=== WORK INSTRUCTION ===
Check each line of the data for "documented" and select those that have it.

[Collection entries]
PR #194, opened 2026-07-14
v1.4.39: Proxy defensive-coding fixes

### LINKED ISSUE #148: Proxy subsystem: minor defensive-coding gaps found during audit
## Description

Three small, low-priority gaps found during a `src/proxy/` subsystem audit (2026-07-11). Each has a clear, no-downside resolution — bundled here rather than filed as separate issues given their size.

## Items

1. **Dangerous env-var denylist doesn't cover non-Node interpreters.** `DANGEROUS_ENV_KEYS` (`src/proxy/upstream-stdio.ts:28-34`) matches `SECURITY.md` exactly (`LD_PRELOAD`, `LD_LIBRARY_PATH`, `DYLD_INSERT_LIBRARIES`, `DYLD_LIBRARY_PATH`, `NODE_OPTIONS`) but doesn't cover equivalent injection vectors for other interpreters (`PYTHONPATH`/`PYTHONSTARTUP`, `RUBYOPT`, `PERL5LIB`, `LD_AUDIT`, `GCONV_PATH`, `BASH_ENV`/`ENV`, `ELECTRON_RUN_AS_NODE`) that an operator-configured stdio upstream could be pointed at (since `UpstreamConfig.command` accepts any absolute-path executable, not just Node). Not attacker-reachable under the current threat model (this is operator-controlled config, not a per-request path) — decision made 2026-07-11: expand the list anyway, since stripping additional env vars for a child process that's supposed to be a clean MCP server has no functional downside.
2. **Dispatch timeout abandons but doesn't cancel the underlying child-process call.** `dispatchToClient()` (`upstream-stdio.ts:285-333`) correctly returns an error to the HTTP client within the timeout window, but the original request to the child process keeps running in the background with no `AbortController` anywhere in the file — no code left awaiting it, and the eventual response is silently dropped. Under repeated timeouts, a wedged child accumulates abandoned in-flight requests with no backpressure or cancellation. Decision made 2026-07-11: needs a real fix (likely requires SDK-level abort-signal support, which the current call path doesn't accept) — not a product decision, just real engineering work.
3. **OTLP receiver's `injectResourceAttributes` never de-duplicates.** If a source payload already carries one of the enrichment keys (`ai.session.id`, `ai.developer`, `ai.project_id`, `ai.team_id`), the injection loop (`src/proxy/otlp-receiver.ts:333-341`) unconditionally pushes a new entry, producing two entries for the same key with different values — undefined/last-wins behavior depending on the downstream OTLP consumer. Decision made 2026-07-11: add a check-before-push guard that skips the injection if the key already exists, so Preflight's enrichment never clobbers a value the instrumented app deliberately set itself.

## Fix

Each item is a small, self-contained change — pick up opportunistically alongside other work in the same files.

chrisdhaan:
## Summary

Three independent defensive-coding fixes in `src/proxy/`:

- **Env-var denylist**: `DANGEROUS_ENV_KEYS` in `src/proxy/upstream-stdio.ts` now covers non-Node interpreter injection vectors (`PYTHONPATH`, `PYTHONSTARTUP`, `RUBYOPT`, `PERL5LIB`, `LD_AUDIT`, `GCONV_PATH`, `BASH_ENV`, `ENV`, `ELECTRON_RUN_AS_NODE`) in addition to the existing Node/dynamic-linker keys, since `UpstreamConfig.command` accepts any absolute-path executable.
- **Dispatch timeout cancellation**: `dispatchToClient()` now creates an `AbortController` and passes `{signal}` to every MCP SDK call it dispatches, aborting it in the existing timeout callback — a timed-out request now actually stops instead of continuing to run against the child process with nothing awaiting it.
- **OTLP enrichment de-duplication**: `injectResourceAttributes()` in `src/proxy/otlp-receiver.ts` now skips injecting an enrichment key the payload already carries, so Preflight's enrichment never clobbers a value the instrumented app deliberately set itself.

Fixes #148

## Test plan

- [x] `npm run build && npm test && npm run lint` — 4005/4008 tests passing
- [x] New regression test for the dispatch-timeout abort (asserts the underlying SDK call's `options.signal.aborted`)
- [x] New regression test for the OTLP dedup guard (asserts exactly one surviving entry with the original value)
- [x] Existing parametrized test auto-covers all 14 denylist keys

Co-authored-by: Claude Sonnet 5 <noreply@anthropic.com>

### DIFF
--- a/CHANGELOG.md
+++ b/CHANGELOG.md
@@ -5,6 +5,14 @@ All notable changes to this project will be documented in this file.
 The format is based on [Keep a Changelog](https://keepachangelog.com/en/1.1.0/),
 and this project adheres to [Semantic Versioning](https://semver.org/spec/v2.0.0.html).
 
+## [1.4.39] - 2026-07-14
+
+### Fixed
+
+- Proxy stdio upstream: expanded the dangerous env-var denylist to cover non-Node interpreters (`PYTHONPATH`, `RUBYOPT`, `PERL5LIB`, and others) that an operator-configured stdio upstream command could be pointed at.
+- Proxy stdio upstream: a dispatch timeout now aborts the underlying MCP client call instead of only racing past it, so a wedged child process no longer accumulates abandoned in-flight requests.
+- Proxy OTLP receiver: resource-attribute enrichment no longer duplicates a key the instrumented application already set on the payload.
+
 ## [1.4.38] - 2026-07-14
 
 ### Fixed
--- a/package-lock.json
+++ b/package-lock.json
@@ -1,12 +1,12 @@
 {
   "name": "@newrelic/preflight",
-  "version": "1.4.38",
+  "version": "1.4.39",
   "lockfileVersion": 3,
   "requires": true,
   "packages": {
     "": {
       "name": "@newrelic/preflight",
-      "version": "1.4.38",
+      "version": "1.4.39",
       "license": "Apache-2.0",
       "dependencies": {
         "@modelcontextprotocol/sdk": "^1.29.0",
--- a/package.json
+++ b/package.json
@@ -1,6 +1,6 @@
 {
   "name": "@newrelic/preflight",
-  "version": "1.4.38",
+  "version": "1.4.39",
   "type": "module",
   "license": "Apache-2.0",
   "private": false,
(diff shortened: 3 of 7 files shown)


corinnekunze:

PR #195, opened 2026-07-14
v1.4.40: Web dashboard UX/defensive-coding fixes

### LINKED ISSUE #138: Web dashboard: minor UX/defensive-coding gaps
## Description

A collection of small, low-priority gaps found during a `src/web/` dashboard audit (2026-07-11). None involve a false on-screen claim or a decision to make — each is an obviously-worth-doing, no-ambiguity fix, bundled here rather than filed as separate issues given their size.

## Items

1. **Today.tsx empty-state race** — `noActivityToday`'s pending-gate (`Today.tsx:274-281`) omits `liveSessions`/`concurrency`/`todayHeatmap`, so a session can register live while the empty state still shows for roughly one poll cycle, hiding `LiveSessionPane`. Self-correcting, not permanent.
2. **Missing `isError` handling** — `History.tsx`'s `weekly`/`sessions`/`costPerOutcome`/`concurrencyHistory` queries and `Alerts.tsx`'s budget query all silently degrade to an empty/default render on a 503, indistinguishable from "no data yet."
3. **GitEfficiency.tsx hardcoded `origin/main`** — `src/index.ts:864,869-870` hardcode `'main'` and always diff against `origin/main` instead of reading the real `repoContext.defaultBranch`/`.remoteName` fields, which exist but are never used. Not yet user-facing (nothing renders these fields today) but a latent correctness risk for any repo whose default branch isn't `main`.
4. **`liveStore` dedupe-key format mismatch** — a code comment (`liveStore.ts:136`) claims hydrate-path and SSE-path tool-call pushes "don't push the same event twice," but the two paths construct `id` differently (`${timestamp}-${toolName}` vs. a UUID) with no guaranteed collision. Unproven by any test, no observed failure in practice.
5. **`Kpi`'s `tone="accent"` renders identically to `tone="good"`** (`Kpi.tsx:6,10`) — likely a vestigial/redundant enum value; only one call site uses it.
6. **`formatDuration` has no `NaN`/negative guard** (`src/web/lib/format.ts`) — unlike `formatNumber` in the same file, which explicitly em-dashes non-finite input. No in-scope caller passes such values today.
7. **Alerts.tsx Slack Digest card has no independent loading guard** — while settings are loading, this card renders only its header with no spinner (the Alert Thresholds card above it does show one, but that guard doesn't cover this card).

8. **Audit.tsx classification Pill shows the raw key, not a friendly label** (`Audit.tsx:126-130`) — renders the literal string e.g. `sensitive_file` instead of mapping it through the existing `FILTERS` list to show "Sensitive files". Cosmetic only, value shown is accurate.

## Fix

Each item is a small, self-contained change — pick up opportunistically alongside other work in the same files.

chrisdhaan:
## Summary

Fixes #138 — 8 small UX/defensive-coding gaps in the web dashboard:

- Today.tsx's empty-state gate omitted `concurrency`/`todayHeatmap`/`liveSessions` pending state, letting the empty state show briefly even as a live session registered.
- History.tsx and Alerts.tsx now surface query load errors instead of silently rendering as "no data yet."
- Git Efficiency's branch-divergence and repo-context now derive the real default branch instead of assuming `main`.
- `formatDuration` now guards against non-finite/negative input, matching `formatNumber`'s existing guard.
- Alerts.tsx's Slack Digest card now shows a loading indicator while settings load, matching the cards above it.
- Audit.tsx's classification Pill now shows the friendly label instead of the raw internal key.
- Removed `Kpi`'s redundant `tone="accent"`, which rendered identically to `tone="good"`.
- Corrected a stale comment in `liveStore.ts` overstating cross-path dedup guarantees for live tool-call events.

## Test plan

- [x] `npm install && npm run build` — clean
- [x] `npm test` (Jest) — 4010 passed, 0 failed
- [x] `npm run test:web` (Vitest) — 278 passed, 1 pre-existing failure (`AlertBanner.test.tsx`, confirmed unrelated to this change and present on `main` before this PR)

🤖 Generated with subagent-driven-development

### DIFF
--- a/CHANGELOG.md
+++ b/CHANGELOG.md
@@ -5,6 +5,19 @@ All notable changes to this project will be documented in this file.
 The format is based on [Keep a Changelog](https://keepachangelog.com/en/1.1.0/),
 and this project adheres to [Semantic Versioning](https://semver.org/spec/v2.0.0.html).
 
+## [1.4.40] - 2026-07-14
+
+### Fixed
+
+- Today.tsx's empty-state gate omitted concurrency/activity-heatmap/live-session pending state, letting the empty state show briefly even as a live session registered.
+- History.tsx and Alerts.tsx now surface query load errors instead of silently rendering as "no data yet."
+- Git Efficiency's branch-divergence and repo-context now derive the real default branch instead of assuming `main`.
+- `formatDuration` now guards against non-finite/negative input, matching `formatNumber`'s existing guard.
+- Alerts.tsx's Slack Digest card now shows a loading indicator while settings load, matching the cards above it.
+- Audit.tsx's classification Pill now shows the friendly label instead of the raw internal key.
+- Removed `Kpi`'s redundant `tone="accent"`, which rendered identically to `tone="good"`.
+- Corrected a stale comment in `liveStore.ts` overstating cross-path dedup guarantees for live tool-call events.
+
 ## [1.4.39] - 2026-07-14
 
 ### Fixed
--- a/package-lock.json
+++ b/package-lock.json
@@ -1,12 +1,12 @@
 {
   "name": "@newrelic/preflight",
-  "version": "1.4.39",
+  "version": "1.4.40",
   "lockfileVersion": 3,
   "requires": true,
   "packages": {
     "": {
       "name": "@newrelic/preflight",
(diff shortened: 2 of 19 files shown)


corinnekunze:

=== TASK OUTPUT ===
@@ -5,6 +5,14 @@ All notable changes to this project will be documented in this file.
@@ -5,6 +5,19 @@ All notable changes to this project will be documented in this file.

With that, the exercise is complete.